→ **AIM OF THE TASK**: Find the lines below in which the string "instead" occurs. Copy each one.

[Collected data entries]
******************************
PR #202, opened 2023-03-06
BICAWS-2712: 🐛  filter chips not removing on `cases allocated to me`

donnyhyon:
Bug fix to remove query params from by removing the `cases locked to me` filter chip from the filter panel. 

Co-authored-by: joe-fol <joe.folkard@madetech.com>

### DIFF
--- a/cypress/e2e/filter/filterChips.cy.ts
+++ b/cypress/e2e/filter/filterChips.cy.ts
@@ -392,9 +392,9 @@ describe("Case list", () => {
       })
     })
 
-    it("Should display the 'Locked to me' filter chip when selected", () => {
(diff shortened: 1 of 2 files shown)


src/features/CourtCaseFilters/AppliedFilters.tsx
```diff
@@ -21,7 +21,7 @@ interface Props {
     urgency?: string | null
     locked?: string | null
     caseState?: string | null
-    myCases?: boolean
+    myCases?: string | null
```
C-gyorfi, line 24: Can we pass this value as a boolean, since its a "true" or "false"?

monotypical (approved):
Nice work 🎉

C-gyorfi (approved):

PR #205, opened 2023-03-09
BICAWS-2675: Filter cases by SLA

C-gyorfi:
### Context
As a user, I would like to filter by case age(SLA) and know how many cases each day has so I can choose where the highest priority is.

### Changes
- Altered the named date range filtering section to let users filter by multiple days(SLA)
- Updated `listCourtCases` use case to allow filtering by multiple date ranges
- Added a new function(`getCountOfCasesByCaseAge`) to fetch the number of cases for each day. This is used for generating the labels for each case age option (see the screenshot)
- A few refactorings:
  - Rename `custom date range` to `date range` according to the design
  - Renaming date to caseAge in filter methods
  - Use `dateRange` instead of `from` and `to` params where possible
 - Deleted some skipped tests that were already fixed and tested in previous bug fixes

### Screenshot:
image


cypress/support/helpers.ts
```diff
@@ -17,3 +17,19 @@ export const confirmMultipleFieldsNotDisplayed = (fields: string[]) => {
     cy.contains(field).should("not.exist")
   })
 }
+
+export const removeFilterChip = () => {
```
monotypical, line 21: These helpers are really useful

src/types/CaseListQueryParams.ts
```diff
@@ -2,13 +2,18 @@ export type QueryOrder = "asc" | "desc" | undefined
 
 export type Reason = "Triggers" | "Exceptions" | "Bails"
 
-export type NamedCourtDateRanges = "Today" | undefined
+export type CaseAge = "Today" | "Yesterday" | "Day 2" | "Day 3"
```
monotypical, line 5: I think we need more case ages than these, the design has a scroll bar which would show more case ages. You can check with the designers for what case ages we want as options but I think we'll want at least 14 days

src/types/CountOfCasesByCaseAgeResult.ts
```diff
@@ -0,0 +1,6 @@
+export type CountOfCasesByCaseAgeResult = {
```
monotypical, line 1: Since we already have a `CaseAge` type, I wonder whether we could use a more generic type like `{[key: CaseAge]: number}` instead of duplicating all the case age options here

src/utils/caseAgeOptions.ts
```diff
@@ -0,0 +1,18 @@
...
+  },
+  Yesterday: () => {
+    return { from: subDays(new Date(), 1), to: subDays(new Date(), 1) }
+  },
+  "Day 2": () => {
+    return { from: subDays(new Date(), 2), to: subDays(new Date(), 2) }
+  },
+  "Day 3": () => {
+    return { from: subDays(new Date(), 3), to: subDays(new Date(), 3) }
+  }
```
monotypical, line 17: As mentioned in other comments, we'll need more options here for older cases

monotypical (approved):

PR #238, opened 2023-04-24
Bicaws 2755 triggers and exceptions sidebar

emadkaramad:
In this PR:
- Added JSON files containing the info about triggers and exceptions extracted from help page
- Added 2 functions to get the trigger info and exception info by code
- Added sidebar component for triggers and exceptions
- Added Triggers component
- Added Exceptions component
- Added ActionLink component. This component is generates a similar link to Link component but it doesn't accept `href`. `href` in Link `<a>` causes a jump to the top of the screen
- Added Checkbox component to customise the style. The `govuk-react` Checkbox component size doesn't match the checkbox in our design
- Added `shortTriggerCode` field and function to populate the value to the `Trigger` entity. This field is the short version of the trigger code (e.g. TRPR0001 -> PR01)
- Updated `createDummyCase` to use an AHO with one error when `errorReport` field contains exceptions.

image
image


src/utils/getTriggerInfo/triggers.json
C-gyorfi, line 1: Nice one extracting the info into JSON. Would it make sense to add this to the data repo? We have[ trigger definitions there](https://github.com/ministryofjustice/bichard7-next-data/blob/main/output-data/data/trigger-definitions.json) with slightly different descriptions:

emadkaramad: Good shout! Yeah, it makes sense to move both triggers and exceptions file to data repo. I'll do that in a separate PR.

src/components/ActionLink.tsx
```diff
@@ -0,0 +1,32 @@
...
+    border: "none",
+    color: "#1d70b8",
+    cursor: "pointer",
+    padding: "0",
+    textAlign: "left",
+    textDecoration: "underline"
+  }
+})
+
+const ActionLink: React.FC<Props> = ({ children, className, onClick }) => {
```
agnieszkazbikowska-madetech, line 22: You could do `const ActionLink = ({ children, className, onClick }: Props) => {` here, it might be easier to read? Tbh it's a preference thing.

src/features/CourtCaseDetails/CourtCaseDetails.tsx
```diff
@@ -22,6 +23,9 @@ interface Props {
   triggersVisible: boolean
 }
 
+const sideBarWidth = "364px"
```
agnieszkazbikowska-madetech, line 26: I like this! This way we don't have any magic numbers.

src/features/CourtCaseDetails/Sidebar/Exceptions.tsx
```diff
@@ -0,0 +1,72 @@
...
+  const fieldName = String(path[path.length - 1])
+  const fieldNameWords = fieldName.match(/([A-Z]+[a-z]+)/g)
+  const formattedFieldName = fieldNameWords
+    ? fieldNameWords[0] + fieldNameWords.join(" ").slice(fieldNameWords[0].length).toLowerCase()
+    : fieldName
+
+  return `${formattedFieldName} (${location})`
+}
+
+const Exceptions: React.FC<Props> = ({ aho }) => {
```
agnieszkazbikowska-madetech, line 47: We can write it the other way (I've added a comment above) & avoid using `React.FC`.

src/features/CourtCaseDetails/Sidebar/TriggersAndExceptions.tsx
```diff
@@ -0,0 +1,55 @@
...
+const useStyles = createUseStyles({
+  pointer: {
+    cursor: "pointer"
+  },
+  sideBarMarginTop: {
+    marginTop: "-41px"
+  }
+})
+
+const TriggersAndExceptions: React.FC<Props> = ({ courtCase, aho }) => {
```
agnieszkazbikowska-madetech, line 23: We can write it the other way (I've added a comment above) & avoid using `React.FC`.

agnieszkazbikowska-madetech (changes requested):
Nice one! It's a big piece of work. I left a few comments but very minor.

src/features/CourtCaseDetails/Sidebar/Triggers.tsx
```diff
@@ -0,0 +1,99 @@
...
+  }
+})
+
+const Triggers: React.FC<Props> = ({ courtCase }) => {
+  const classes = useStyles()
+  const [selectedTriggerIds, setSelectedTriggerIds] = useState<number[]>([])
+  const unresolvedTriggers = courtCase.triggers.filter((trigger) => !trigger.resolvedBy)
+
+  const setTriggerSelection = (event: ChangeEvent) => {
+    const checkBox = event.target as HTMLInputElement
```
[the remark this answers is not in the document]
emadkaramad: ChangeEvent is a generic type. We can pass the HTML element type to it:
`ChangeEvent<HTMLInputElement>`

agnieszkazbikowska-madetech (approved):

PR #240, opened 2023-04-25
BICAWS-2752 Allow to sort by number of notes

joe-fol:
This PR is to allow us to sort by the number of notes on the  `notes` column in the case list page. This is a copy of a branch that was previous worked on by other members and went stale after we managed to fix the issue with typeORM.


monotypical (approved):
Great work! 🎉

PR #699, opened 2024-08-09
Make the PNC sequence number field actually update the field

richrace:
This is a spike for if we need to update the PNC sequence number.


richrace:
This is not needed.

PR #701, opened 2024-08-12
Pin eslint libararies as peer deps using older version

joe-fol:


.ncurc.js
```diff
@@ -12,7 +12,14 @@
   - next
     - 13.4.13 causes failures with fetch
 */
-const pinned = ["styled-components", "date-fns", "date-fns-tz", "eslint"]
+const pinned = [
+  "styled-components",
+  "date-fns",
+  "date-fns-tz",
```
richrace, line 18: We don't need this now!

* https://github.com/marnusw/date-fns-tz/releases/tag/v3.0.0

emadkaramad (approved):

PR #702, opened 2024-08-12
update regex to include \r\n characters

Harriet-Hall:


src/services/addNote.ts
```diff
@@ -5,7 +5,7 @@ import CourtCase from "./entities/CourtCase"
 import insertNotes from "./insertNotes"
 
 const MaxNoteLength = 2000
-const notesRegex = new RegExp(`(.{1,${MaxNoteLength}})`, "g")
+const notesRegex = new RegExp(`(.|\\r|\\n){1,${MaxNoteLength}}`, "g")
```
emadkaramad, line 8: You can use `\s` instead which includes `.`, `\r`, and `\n`.

```suggestion
const notesRegex = new RegExp(`(\\s){1,${MaxNoteLength}}`, "g")
```

src/services/addNote.ts
```diff
@@ -32,7 +32,6 @@ const addNote = async (
       ValidationException: "Case is not locked by the user"
     }
   }
-
```
emadkaramad, line 35: We need an empty line after if blocks. This is for better readability.

richrace (changes requested):
Can you add tests for when the note has new lines to the existing test please?

`test/services/addNote.integration.test.ts`

emadkaramad (approved):

richrace (approved):

PR #719, opened 2024-09-03
Add resolvedByUsername to case list query

BushraAbdullahi:


src/services/listCourtCases.ts
```diff
@@ -134,26 +143,55 @@ const listCourtCases = async (
...
+        })
     }
   }
 
+  if (resolvedByUsername) {
+    let splitResolvedByUsername = resolvedByUsername.replace(/\*|\s+/g, "%")
+
+    if (!splitResolvedByUsername.endsWith("%")) {
+      splitResolvedByUsername = `${splitResolvedByUsername}%`
+    }
```
richrace, line 173: I think this should be refactored into a function as it's used twice, so we can test it independently.

What do you think?

test/services/listCourtCases/listCourtCases.integration.test.ts
```diff
@@ -539,6 +539,32 @@ describe("listCourtCases", () => {
...
+      expect(cases[2].errorResolvedBy).toStrictEqual("User Name03")
+
+      result = await listCourtCases(dataSource, { maxPageItems: 100, resolvedByUsername: "User Name01" }, testUser)
+      expect(isError(result)).toBe(false)
+      cases = (result as ListCourtCaseResult).result
+
+      expect(cases).toHaveLength(1)
+      expect(cases[0].errorResolvedBy).toStrictEqual("User Name01")
+    })
+  })
```
richrace, line 567: This should have its own test file, e.g. `test/services/listCourtCases/filterByDefendantName.integration.test.ts`

src/services/listCourtCases.ts
```diff
@@ -12,6 +11,16 @@ import filterByReasonAndResolutionStatus from "./filters/filterByReasonAndResolu
...
+function formatName(name: string) {
+  let splitName = name.replace(/\*|\s+/g, "%")
+
+  if (!splitName.endsWith("%")) {
+    splitName = `${splitName}%`
+  }
+
+  return splitName
+}
+
```
richrace, line 23: I think this should be refactored out into a function file so we can test it independently

test/services/listCourtCases/filterByResolvedByUsername.integration.test.ts
```diff
@@ -0,0 +1,78 @@
...
+  })
+
+  afterAll(async () => {
+    if (dataSource) {
+      await dataSource.destroy()
+    }
+  })
+
+  describe("search by resolvedByUsername", () => {
+    it("Should list cases that have been resolved by a specific user", async () => {
```
richrace, line 54: I would expect more test examples. For example, what happens if you filter using the wildcards?

test/services/listCourtCases/filterByResolvedByUsername.integration.test.ts
```diff
@@ -0,0 +1,78 @@
...
+      let result = await listCourtCases(dataSource, { maxPageItems: 100, resolvedByUsername: "User" }, testUser)
+      expect(isError(result)).toBe(false)
+      let { result: cases } = result as ListCourtCaseResult
+
+      expect(cases).toHaveLength(3)
+      expect(cases[0].errorResolvedBy).toStrictEqual("User Name01")
+      expect(cases[1].triggerResolvedBy).toStrictEqual("User Name02")
+      expect(cases[2].errorResolvedBy).toStrictEqual("User Name03")
+
+      result = await listCourtCases(dataSource, { maxPageItems: 100, resolvedByUsername: "User Name01" }, testUser)
```
richrace, line 70: This should be a different test case.

src/helpers/formatName.ts
```diff
@@ -0,0 +1,9 @@
+export function formatName(name: string) {
```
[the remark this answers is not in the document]
BushraAbdullahi: apologies. something told me I needed to do it in another pr

test/services/listCourtCases/filterByResolvedByUsername.integration.test.ts
BushraAbdullahi: I was following the format of the other integration tests for listCourtCases

richrace: We should look to improve our code going forward. This specific test gets lost, so it becomes hard to read. We want our tests as simple as possible.

richrace (approved):
Nice! LGTM 👍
******************************
→ **ANSWER TO THIS TASK**:
  - Use `dateRange` instead of `from` and `to` params where possible
monotypical, line 1: Since we already have a `CaseAge` type, I wonder whether we could use a more generic type like `{[key: CaseAge]: number}` instead of duplicating all the case age options here
emadkaramad, line 8: You can use `\s` instead which includes `.`, `\r`, and `\n`.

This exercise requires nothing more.